Cross-portal project grouping
Entity resolution collapses 8,000 annual tenders across 17 portals into approximately 1,500 coherent procurement projects. Instead of tracking duplicate notices, re-advertised lots, and sub-packages separately, follow the project — from planning through PIN to design brief to construction tender to subcontracts.
The deduplication problem
Pacific-aid infrastructure procurement is fragmented by design. A single power grid upgrade project may produce: a preliminary engineering notice on ADB CMS, a procurement plan update on ADB Documents, an invitation for expressions of interest on AusTender, three lots on Tenderlink (PNG Power, Solomon Power, EFL), a request for qualifications on ADB eTendering, and a subcontract notice on two Tenderlink utility portals. Six portals, eight records, one project.

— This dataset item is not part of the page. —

PR #571, opened 2020-07-01
Removing read of knowledge repo config file off default branch of master

### LINKED ISSUE #569: Bug in support for non-master default branches for repos
Hello! My team has made the decision to move our tools away from using `master`, instead opting for `main` as the new default branch pattern.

Without project grouping, capture teams track 8 separate records, receive 8 separate alerts, and miss the connections between them. With cross-portal projects, all 8 records collapse into a single project view — with a timeline showing every stage as it posted, and a unified set of tender documents.
How entity resolution works
- 01
Scope-text embedding similarity
Tender descriptions are embedded and compared across portals. Records with cosine similarity above a threshold are candidates for merging — weighted against buyer name, country, sector, and indicative budget band.
- 02
Structured metadata matching
Project numbers (ADB project IDs, World Bank P-numbers, DFAT program IDs) are extracted from tender texts and documents. Exact matches are merged automatically with high confidence.
- 03
Buyer and donor chain graph
The system maintains a graph of buyer organisations and their donor relationships. A PNG Power tender and an AusTender entry both referencing AIFFP financing are structurally related — this narrows the similarity search space.
- 04
Curator queue for ambiguous cases
Cases below the confidence threshold are queued for human review. A curator sees the two candidates side-by-side with the similarity signals highlighted, and makes a merge / split / flag decision. Curator decisions feed the model as training signal.